═══ Material to process

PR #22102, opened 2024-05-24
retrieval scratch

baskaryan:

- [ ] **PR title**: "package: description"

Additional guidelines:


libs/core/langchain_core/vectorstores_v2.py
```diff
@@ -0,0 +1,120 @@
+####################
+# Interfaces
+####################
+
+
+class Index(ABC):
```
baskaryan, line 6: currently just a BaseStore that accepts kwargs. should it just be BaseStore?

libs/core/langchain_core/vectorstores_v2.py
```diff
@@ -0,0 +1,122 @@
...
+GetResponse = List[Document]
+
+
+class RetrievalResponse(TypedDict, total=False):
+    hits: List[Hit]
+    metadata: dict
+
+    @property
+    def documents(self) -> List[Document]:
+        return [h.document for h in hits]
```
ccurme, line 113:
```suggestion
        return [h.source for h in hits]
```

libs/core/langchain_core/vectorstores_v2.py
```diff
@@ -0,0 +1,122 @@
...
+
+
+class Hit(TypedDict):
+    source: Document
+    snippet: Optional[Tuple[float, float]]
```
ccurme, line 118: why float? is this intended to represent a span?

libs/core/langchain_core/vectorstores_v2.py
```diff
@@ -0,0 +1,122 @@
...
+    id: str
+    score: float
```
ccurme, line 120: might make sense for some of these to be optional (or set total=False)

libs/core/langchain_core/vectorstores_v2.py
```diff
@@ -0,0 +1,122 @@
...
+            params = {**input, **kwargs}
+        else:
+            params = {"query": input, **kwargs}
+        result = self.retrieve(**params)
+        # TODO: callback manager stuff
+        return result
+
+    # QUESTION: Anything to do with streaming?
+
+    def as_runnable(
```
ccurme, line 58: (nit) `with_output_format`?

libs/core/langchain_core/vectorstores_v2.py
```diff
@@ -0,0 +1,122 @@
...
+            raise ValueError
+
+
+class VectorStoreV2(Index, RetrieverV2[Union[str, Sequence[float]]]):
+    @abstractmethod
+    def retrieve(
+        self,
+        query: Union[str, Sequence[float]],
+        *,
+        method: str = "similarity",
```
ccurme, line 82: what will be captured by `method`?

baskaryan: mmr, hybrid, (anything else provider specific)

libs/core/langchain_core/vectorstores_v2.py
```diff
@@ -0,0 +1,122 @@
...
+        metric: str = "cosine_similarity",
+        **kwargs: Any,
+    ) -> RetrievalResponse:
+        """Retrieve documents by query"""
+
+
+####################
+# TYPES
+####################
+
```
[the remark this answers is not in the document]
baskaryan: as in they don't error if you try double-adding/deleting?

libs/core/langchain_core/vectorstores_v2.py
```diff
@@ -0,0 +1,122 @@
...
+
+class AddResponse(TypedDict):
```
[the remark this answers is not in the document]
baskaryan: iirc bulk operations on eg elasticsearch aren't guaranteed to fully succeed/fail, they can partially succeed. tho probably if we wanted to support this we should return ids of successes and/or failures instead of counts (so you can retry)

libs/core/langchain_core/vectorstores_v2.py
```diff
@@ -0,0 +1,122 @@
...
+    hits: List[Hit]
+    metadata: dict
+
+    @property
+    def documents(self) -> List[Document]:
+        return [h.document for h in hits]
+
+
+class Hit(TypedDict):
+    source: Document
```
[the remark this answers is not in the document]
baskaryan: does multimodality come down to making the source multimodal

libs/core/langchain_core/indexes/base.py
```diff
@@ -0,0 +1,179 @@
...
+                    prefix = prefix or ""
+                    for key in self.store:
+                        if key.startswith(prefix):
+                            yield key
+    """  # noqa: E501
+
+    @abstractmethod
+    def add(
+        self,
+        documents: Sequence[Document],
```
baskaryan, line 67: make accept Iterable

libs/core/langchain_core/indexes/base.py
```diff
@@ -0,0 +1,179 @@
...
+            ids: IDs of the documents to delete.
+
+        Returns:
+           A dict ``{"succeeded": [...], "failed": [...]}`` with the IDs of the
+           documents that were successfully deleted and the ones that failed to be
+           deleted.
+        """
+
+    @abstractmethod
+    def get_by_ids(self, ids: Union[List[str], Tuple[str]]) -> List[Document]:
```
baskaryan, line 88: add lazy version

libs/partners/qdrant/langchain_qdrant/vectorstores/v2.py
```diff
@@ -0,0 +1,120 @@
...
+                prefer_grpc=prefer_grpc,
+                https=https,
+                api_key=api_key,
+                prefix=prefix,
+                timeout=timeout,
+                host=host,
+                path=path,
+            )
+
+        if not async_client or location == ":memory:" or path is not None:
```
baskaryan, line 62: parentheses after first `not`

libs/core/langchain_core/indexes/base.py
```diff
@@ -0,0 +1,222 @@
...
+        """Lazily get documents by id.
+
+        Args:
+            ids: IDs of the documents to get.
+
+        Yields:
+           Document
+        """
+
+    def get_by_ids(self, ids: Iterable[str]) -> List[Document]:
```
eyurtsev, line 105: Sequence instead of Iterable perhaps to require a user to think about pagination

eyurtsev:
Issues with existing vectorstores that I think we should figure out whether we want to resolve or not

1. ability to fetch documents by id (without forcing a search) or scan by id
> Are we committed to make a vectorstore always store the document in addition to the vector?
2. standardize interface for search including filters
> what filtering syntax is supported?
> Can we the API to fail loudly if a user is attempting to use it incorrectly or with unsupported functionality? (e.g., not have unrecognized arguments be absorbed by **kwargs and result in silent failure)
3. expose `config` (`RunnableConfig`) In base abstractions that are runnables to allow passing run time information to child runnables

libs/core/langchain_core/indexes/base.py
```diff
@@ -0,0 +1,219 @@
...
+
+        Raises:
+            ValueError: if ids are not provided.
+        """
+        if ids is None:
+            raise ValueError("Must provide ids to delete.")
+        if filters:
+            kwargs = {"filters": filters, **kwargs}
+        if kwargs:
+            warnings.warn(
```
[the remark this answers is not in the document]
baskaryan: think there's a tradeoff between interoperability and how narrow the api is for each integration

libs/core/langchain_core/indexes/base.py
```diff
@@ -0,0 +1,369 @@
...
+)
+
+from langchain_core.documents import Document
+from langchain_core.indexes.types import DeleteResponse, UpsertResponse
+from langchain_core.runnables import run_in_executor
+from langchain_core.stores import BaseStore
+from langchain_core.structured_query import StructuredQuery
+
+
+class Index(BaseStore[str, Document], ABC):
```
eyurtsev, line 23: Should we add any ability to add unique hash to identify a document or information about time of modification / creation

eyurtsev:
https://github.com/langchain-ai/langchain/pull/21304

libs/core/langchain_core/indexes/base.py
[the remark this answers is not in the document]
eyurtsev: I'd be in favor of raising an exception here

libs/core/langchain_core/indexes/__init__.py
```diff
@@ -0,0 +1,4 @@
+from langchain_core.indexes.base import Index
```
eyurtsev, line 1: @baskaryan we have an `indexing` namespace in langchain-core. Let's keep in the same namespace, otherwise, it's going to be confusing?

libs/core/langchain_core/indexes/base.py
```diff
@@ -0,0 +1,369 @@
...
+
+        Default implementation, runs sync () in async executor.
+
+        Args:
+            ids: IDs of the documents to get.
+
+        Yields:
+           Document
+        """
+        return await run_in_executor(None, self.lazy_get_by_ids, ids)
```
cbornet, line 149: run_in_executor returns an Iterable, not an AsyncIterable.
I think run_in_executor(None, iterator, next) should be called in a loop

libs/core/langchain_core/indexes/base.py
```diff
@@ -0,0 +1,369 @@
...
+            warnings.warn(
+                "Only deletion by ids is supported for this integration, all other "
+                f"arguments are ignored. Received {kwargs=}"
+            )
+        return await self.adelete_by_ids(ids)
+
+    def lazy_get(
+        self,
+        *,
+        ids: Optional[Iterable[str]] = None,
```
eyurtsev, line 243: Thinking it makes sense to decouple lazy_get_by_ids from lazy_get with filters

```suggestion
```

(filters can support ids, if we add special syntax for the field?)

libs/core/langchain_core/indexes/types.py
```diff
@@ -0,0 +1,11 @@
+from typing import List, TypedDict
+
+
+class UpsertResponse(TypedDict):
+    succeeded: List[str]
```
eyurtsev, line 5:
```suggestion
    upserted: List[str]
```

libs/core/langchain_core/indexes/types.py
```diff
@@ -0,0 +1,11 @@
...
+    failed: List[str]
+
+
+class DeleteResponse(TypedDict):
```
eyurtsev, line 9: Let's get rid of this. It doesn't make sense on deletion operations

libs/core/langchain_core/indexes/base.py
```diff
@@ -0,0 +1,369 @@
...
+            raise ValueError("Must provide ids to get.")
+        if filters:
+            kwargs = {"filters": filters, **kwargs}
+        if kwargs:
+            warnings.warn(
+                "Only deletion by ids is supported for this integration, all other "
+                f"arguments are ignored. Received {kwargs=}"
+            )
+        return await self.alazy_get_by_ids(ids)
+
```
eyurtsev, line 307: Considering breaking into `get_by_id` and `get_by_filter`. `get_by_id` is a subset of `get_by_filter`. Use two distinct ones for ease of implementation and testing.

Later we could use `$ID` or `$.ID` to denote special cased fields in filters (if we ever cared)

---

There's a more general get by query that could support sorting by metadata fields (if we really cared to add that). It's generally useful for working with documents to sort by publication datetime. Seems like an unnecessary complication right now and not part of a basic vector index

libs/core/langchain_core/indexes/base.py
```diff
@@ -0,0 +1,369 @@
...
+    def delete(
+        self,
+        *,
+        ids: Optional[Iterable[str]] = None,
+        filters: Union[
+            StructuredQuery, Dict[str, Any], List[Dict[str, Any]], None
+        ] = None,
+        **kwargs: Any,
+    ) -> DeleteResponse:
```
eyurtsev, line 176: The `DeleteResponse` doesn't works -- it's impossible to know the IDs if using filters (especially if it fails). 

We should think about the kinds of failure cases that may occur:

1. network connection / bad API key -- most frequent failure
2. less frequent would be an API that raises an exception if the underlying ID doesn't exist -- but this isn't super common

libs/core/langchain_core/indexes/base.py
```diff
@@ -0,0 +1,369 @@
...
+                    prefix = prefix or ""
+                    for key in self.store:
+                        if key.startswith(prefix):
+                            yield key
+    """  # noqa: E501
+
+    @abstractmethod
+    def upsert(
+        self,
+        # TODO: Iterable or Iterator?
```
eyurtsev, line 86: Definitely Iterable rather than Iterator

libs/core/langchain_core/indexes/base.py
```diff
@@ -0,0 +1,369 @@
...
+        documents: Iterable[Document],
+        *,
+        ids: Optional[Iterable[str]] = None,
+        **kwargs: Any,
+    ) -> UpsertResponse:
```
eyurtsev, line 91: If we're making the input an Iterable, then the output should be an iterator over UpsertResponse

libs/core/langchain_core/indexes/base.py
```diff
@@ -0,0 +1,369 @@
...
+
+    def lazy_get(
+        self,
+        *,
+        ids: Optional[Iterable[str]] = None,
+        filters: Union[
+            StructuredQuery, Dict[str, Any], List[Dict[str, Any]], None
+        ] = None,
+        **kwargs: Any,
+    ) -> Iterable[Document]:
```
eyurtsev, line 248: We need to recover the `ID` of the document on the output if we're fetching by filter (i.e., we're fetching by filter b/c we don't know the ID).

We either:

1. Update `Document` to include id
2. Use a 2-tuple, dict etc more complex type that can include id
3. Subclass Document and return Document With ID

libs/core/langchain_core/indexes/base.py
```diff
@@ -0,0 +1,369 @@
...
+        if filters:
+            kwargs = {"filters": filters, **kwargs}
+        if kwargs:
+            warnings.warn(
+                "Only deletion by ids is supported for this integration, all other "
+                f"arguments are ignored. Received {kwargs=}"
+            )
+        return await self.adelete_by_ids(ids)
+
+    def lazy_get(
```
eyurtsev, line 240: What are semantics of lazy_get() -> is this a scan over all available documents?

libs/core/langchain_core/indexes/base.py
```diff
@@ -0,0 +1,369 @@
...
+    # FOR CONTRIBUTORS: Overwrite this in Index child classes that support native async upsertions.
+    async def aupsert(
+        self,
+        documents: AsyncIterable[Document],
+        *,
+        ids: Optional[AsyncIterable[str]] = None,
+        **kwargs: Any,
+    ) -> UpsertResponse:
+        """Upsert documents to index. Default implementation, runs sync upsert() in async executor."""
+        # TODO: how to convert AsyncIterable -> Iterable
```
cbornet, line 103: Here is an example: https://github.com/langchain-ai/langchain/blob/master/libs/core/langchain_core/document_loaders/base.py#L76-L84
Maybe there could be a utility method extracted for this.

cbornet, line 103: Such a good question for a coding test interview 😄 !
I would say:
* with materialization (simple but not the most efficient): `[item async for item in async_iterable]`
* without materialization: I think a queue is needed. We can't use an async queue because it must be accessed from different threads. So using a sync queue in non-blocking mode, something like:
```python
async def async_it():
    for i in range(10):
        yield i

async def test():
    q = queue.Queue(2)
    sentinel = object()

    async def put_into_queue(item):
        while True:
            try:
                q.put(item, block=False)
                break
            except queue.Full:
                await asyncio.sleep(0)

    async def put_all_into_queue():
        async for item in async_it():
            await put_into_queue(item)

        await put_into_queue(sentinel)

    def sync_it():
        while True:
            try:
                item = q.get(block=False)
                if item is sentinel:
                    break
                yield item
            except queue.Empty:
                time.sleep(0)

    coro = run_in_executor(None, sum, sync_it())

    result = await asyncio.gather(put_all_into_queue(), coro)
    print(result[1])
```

══════

**Brief**
In the entries above, copy each line that contains the string "exception".

**Solution to this exercise**
eyurtsev: I'd be in favor of raising an exception here
2. less frequent would be an API that raises an exception if the underlying ID doesn't exist -- but this isn't super common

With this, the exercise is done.